▶ [Activity]:
Examine each line of the data, and copy the ones containing "files".

▶ [Supplied records]:
PR #231, opened 2022-09-01
regex for bearer token not valid for gcp access token

nvanrymenant:
The `CheckAuthorization` middleware in Capsule proxy contains a regex which checks of the bearer token is a valid JWT token.
GCP uses an access token for authentication which does not pass this regex check.

Steps to reproduce:

1. Made myself tenant owner using my GCP username:
```apiVersion: capsule.clastix.io/v1beta1
kind: Tenant
metadata:
  name: my-tenant
spec:
  additionalRoleBindings:
  - clusterRoleName: cluster-admin
    subjects:
    - name: gitops-reconciler
      kind: ServiceAccount
      namespace: klarriofc000policy
  owners:
  - name: system:serviceaccount:my-tenant:gitops-reconciler
    kind: ServiceAccount
  - name: nvanrymenant
    kind: User
```
2. Create local forward to capsule-proxy service: ` kubectl port-forward service/capsule-proxy 9001:9001 -n capsule-system`
3. Obtain GKE credentials: `gcloud container clusters get-credentials dp-gke-test --zone europe-west1`
4. Obtain id token: `/usr/lib/google-cloud-sdk/bin/gcloud config config-helper --format=json`
5. Query the Kubernetes API via Capsule proxy:
```
curl -kv --header "Authorization: Bearer ya29.A0AVAxxxxxxx" 'https://localhost:9001/api/v1/namespaces/klarriofc000policy-nginx'
```
Without the fix this request fails and results in `HandleUnauthorized` handler to be called.


prometherion (changes requested):
May I ask you to amend commit messages using the keywords according to [conventional commits](https://www.conventionalcommits.org/en/v1.0.0/)?

nvanrymenant:
> May I ask you to amend commit messages using the keywords according to [conventional commits](https://www.conventionalcommits.org/en/v1.0.0/)?

Rebased the PR, changed commit message and fixed an issue with the linter.

PR #237, opened 2022-11-08
feat: support ingressclassname in chart

carpenterm:
The ingress class annotation (e.g. `kubernetes.io/ingress.class: nginx`) has been deprecated since Kubernetes 1.18. This change adds support for setting `ingress.className` in the chart values which in turn sets the `spec.ingressClassName` field on the Ingress object for Capsule Proxy. `ingress.className` should refer to an existing `IngressClass` object. Note, the annotation and `ingressClassName` field cannot be used together or you'll get an error from the Kubernetes API.


bsctl (approved):
lgtm @carpenterm thanks for this contribution

bsctl (changes requested):
@carpenterm the lint is complaining, so please run make helm-docs locally and commit

bsctl (approved):

PR #1536, opened 2019-05-02
Update integration tests

TeoV:
1) Move GetResource from ApierV1 to ResourceSv1 ( because SupplierS and FilterS have a connection to ResourceS) 
2) Corrected in cgr-console Responder method with CallDescriptorWithArgDispatcher.
3)Correctly returned active sessions in case of missing filters


danbogos:
Thanks!

PR #1554, opened 2019-05-15
fixing rsyslog initial install permissions

anthonysomerset:
Found an issue on clean installs where rsyslog can't write to the folder and thus does not log

simple CHOWN during the postinst should sort,


danbogos:
Thanks!

PR #1556, opened 2019-05-17
 Update compose_filter_indexes to rebuild indexes for *any context

TeoV:
1)  In case that we give to compose_filter_indexes context *any for attributes we should rebuild them with the new context, even if the attributes hadn't filter indexed for *any.
1.1) Added test for this case.
2) Added Apier through Dispatcher. For the moment we disabled this until we figured out a better solution in case of GOB server.
2.1)Added test for this.
3) Added benchmark tests( in sessions package) for both server JSON and GOB


danbogos:
Thanks!

PR #1567, opened 2019-05-22
base dictionaries should not sit inside Huawei directory

anthonysomerset:
the base diameter dictionaries shouldn't really sit inside the huawei dictionary directory

in reality we might want to move the vendor specific ones into their own directories as well


danbogos:
Thanks!

PR #1568, opened 2019-05-22
Adding Metaswitch Diameter Dictionary

anthonysomerset:
This enables CGRateS support of the Metaswitch Custom attributes in the Diameter Agent and then able to map it to a field


danbogos:
Thanks!

PR #1580, opened 2019-05-29
default logging folder permissions don't allow writes

anthonysomerset:
So default folder permissions (755) won't allow syslog to write to the folder if owned by root, best solution is to allow group write permissions for the adm group

this allows the ownership to remain as root:adm which are default (in debian and ubuntu) users and groups always available out of the box and for rsyslog to write to the folder accordingly


danbogos:
Thanks!

PR #1583, opened 2019-05-31
 Updated CGRID generation when empty

Trial97:
- Updated AWSPoster.
- Added some unit tests.
- Made OriginHost  to be used uniform for agents.
- Updated CGRID computing from OriginID and OriginHost


danbogos:
Thanks!

PR #1596, opened 2019-06-13
In case of CDRsV1RateCDR allow the CDR to be updated

TeoV:


config/config_defaults.go
```diff
@@ -212,6 +212,7 @@ const CGRATES_CFG_JSON = `
 		"synchronous": false,							// block processing until export has a result
 		"attempts": 1,									// export attempts
 		"field_separator": ",",							// used field separator in some export formats, eg: *file_csv
+		"attributes_context": "",						// context for attributes (empty string means disable attributes process)
```
danbogos: please reformulate the comment to something like: "attributes context - empty disables attributes processing"

danbogos:
Thanks!

PR #1598, opened 2019-06-19
fixing doc refs for cgr-migrate from migrate to exec flag

anthonysomerset:
this is a documentation/feedback change to update the fact that cgr-migrator uses the -exec flag rather than the -migrate flag now


danbogos:
Thanks!

PR #1599, opened 2019-06-19
Prettify duration in cgr-console

Trial97:


engine/mapevent.go
```diff
@@ -78,10 +78,10 @@ func (me MapEvent) GetString(fldName string) (out string, err error) {
 	if !has {
 		return "", utils.ErrNotFound
 	}
-	return utils.IfaceAsString(fldIface)
+	return utils.IfaceAsString(fldIface), nil
 }
 
-func (me MapEvent) GetInt64(fldName string) (out int64, err error) {
+func (me MapEvent) GetTInt64(fldName string) (out int64, err error) {
```
danbogos: Quick question here, qhy GetTInt64?

danbogos:
Thanks!

engine/mapevent.go
Trial97: This function is used to get the connIdx in agents. Because for some reasons the value in map becomes float I added a function which returns int64 even if in event the type is float.

PR #1604, opened 2019-06-24
Added kafka and S3 as cdre

Trial97:


vtzan:
Great news! I will test soon!
thank you guys!

sessions/sessions.go
```diff
@@ -355,9 +355,11 @@ func (sS *SessionS) setSTerminator(s *Session) {
 		case <-endChan:
 			timer.Stop()
 		}
-		s.Lock()
-		s.sTerminator = nil
-		s.Unlock()
+		// this should be done in unregister session to avoid a race condition that can lead to sessions with a fake terminator
```
danbogos: was this removed just for testing? I was thinking we have fixed that part or not?
Need an answer before being able to accept the pr please

Trial97: First it was not removed, only moved in unregisterSession:https://github.com/cgrates/cgrates/pull/1604/files?file-filters%5B%5D=.go&file-filters%5B%5D=.lock&file-filters%5B%5D=.yaml#diff-daebf6f0990b360632bf6eea6800f1dbR778
This was done because when the relocateSessions (https://github.com/cgrates/cgrates/blob/master/sessions/sessions.go#L1190) was called we lock the respective session, unregister it, unlock it and then we registerSession with OriginID changed.  We call unregister wheb the session is locked, we close endChan(https://github.com/cgrates/cgrates/blob/master/sessions/sessions.go#L355) and we switch context to the gorutine. The gorutine will wait(https://github.com/cgrates/cgrates/blob/master/sessions/sessions.go#L358) until session is unlocked to make the Terminator nil. After we unlock the session we call registerSession and here we call setSTerminator. Here we try to get the lock for the session once again(https://github.com/cgrates/cgrates/blob/master/sessions/sessions.go#L286).
Here it's created the race condition because we still need to obtain the lock here and in gorutine. If we obtain the lock in gorutine first everything works as intended. But if we obtain the lock in setSTerminator the terminator for the session is not nill and will not create a new gorutine to monitor for ttl. This can make the session to remain for a undefined time active even if ttl is set in config.
I moved after context switch in unregister session so we do not need to obtain the lock for session once again. 
The integration test are passing for session with this modifications.

danbogos: Unfortunately we cannot remove the session lock in goroutine since that is asking for trouble(no longer control access in random way). Please remove this fix for now, will have to review the session locking once again since you are correct, setSTerminator should not lock the session but have it locked in a layer above.
Thanks!

danbogos:
Thanks!

PR #1605, opened 2019-06-28
For GetCDRs(MySQL) prioritize AnswerTime in query

TeoV:


utils/map.go
```diff
@@ -247,3 +247,32 @@ func MapStringToInt64(in map[string]string) (out map[string]int64, err error) {
...
+		if len(subsystemWithIDs) == 2 {
+			result[subsystemWithIDs[0]] = strings.Split(subsystemWithIDs[1], INFIELD_SEP)
+		} else if len(subsystemWithIDs) > 2 {
+			return nil, ErrUnsupportedFormat
+		}
+	}
+	return result, nil
+}
+
+type MapSubsystemIDs map[string][]string
```
danbogos: I would vote for FlagsWithParams in the form of map[string]interface{} since in the future we could add other params within the flags parsing and by forcing the params to []string we might limit ourselves and be forced to change again. On the FlagsWithParams we should have a method to retrieve the ids, ie: 
`
func (fWp FlagsWithParams) ParamsSlice(subs string) (ps []string) {
    if psIfc, has  := fWp[subs]; has {
        ps, _ = psIfc.([]string)
    return
}
`

sessions/sessions.go
```diff
@@ -2194,20 +2239,25 @@ func (sS *SessionS) BiRPCv1InitiateSessionWithDigest(clnt rpcclient.RpcClientCon
 
 // NewV1UpdateSessionArgs is a constructor for update session arguments
 func NewV1UpdateSessionArgs(attrs, acnts bool,
```
danbogos: Please group here the arguments to look a bit more organized (ie: attributes, attributesIDs, ....)

PR #194, opened 2017-08-02
Ops file for changing metron agent deployment

jsievers:
this is useful if you have one monitoring stack per
CF deployment and you want to construct the same metric names
based on the deployment name (e.g. "cf" instead of ((system_domain)) ) .


dsabeti:
Hey @jsievers. FYI I've updated the PR to be based on `develop` rather than `master`.

Also, this looks like a pretty useful ops-file, and it could potentially make sense to support this as a first-class feature of cf-deployment. How would you feel if (after review of the PR) we moved this ops-file out of the `community` section and into the main `operations` directory?

jsievers:
sure, we are fine with moving it to the operations directory as officially supported.
I think it's useful as long as there is no [support for wildcards in ops files](https://github.com/cppforlife/go-patch/pull/10), otherwise the change would be only one replace operation.

dsabeti:
Hey @jsievers, I wanted to give you an update about this, because some things have changed. We recently [stopped setting the deployment name explicitly in the manifest](https://github.com/cloudfoundry/cf-deployment/commit/d47ba2c994e486ff02fedf0f8507810e41d600a6), because the metron_agent will use the [deployment name from bosh by default](https://github.com/cloudfoundry/loggregator/blob/develop/jobs/metron_agent/templates/metron_agent.json.erb#L6).

As a result, the way one now renames their metron_agent deployment tag is to rename their bosh deployment. There are a few good reasons to do this -- most importantly that bosh itself tags metrics with the deployment name, so using the same deployment name allows operators to see bosh and cf metrics side by side. However, I wanted to check in and see how this affects your workflow. Do you ever want your metron deployment name to differ from your bosh deployment name?

jsievers:
for our workflow, we always want the metron deployment name to be the same as the bosh deployment name, so the new behaviour is what we want.
Do we want to keep the ops file in case someone would want to change the metron agent name for whatever reason?

dsabeti:
I don't think anyone would want their metron deployment to differ from the
bosh deployment name, so we'll probably remove it.

PR #199, opened 2017-08-08
Remove unused variables

jsievers:
otherwise bosh interpolate --var-errs-unused
will complain


jaresty:
Hey @jsievers we merged your PR and updated the ops file to remove the new router tls_pem property instead of ssl_cert and ssl_key.

jsievers:
@jaresty thanks!

PR #203, opened 2017-08-10
Add cf networking to backup restore VM

jaydunk:
[#149612273]
[#149706241]
[#149612281]

Signed-off-by: Joachim Valdez <valdezj@us.ibm.com>

cc @joachimvaldez

### DIFF
--- a/operations/experimental/deploy-bosh-backup-restore.yml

▶ [Task output]:
Trial97: First it was not removed, only moved in unregisterSession:https://github.com/cgrates/cgrates/pull/1604/files?file-filters%5B%5D=.go&file-filters%5B%5D=.lock&file-filters%5B%5D=.yaml#diff-daebf6f0990b360632bf6eea6800f1dbR778
I think it's useful as long as there is no [support for wildcards in ops files](https://github.com/cppforlife/go-patch/pull/10), otherwise the change would be only one replace operation.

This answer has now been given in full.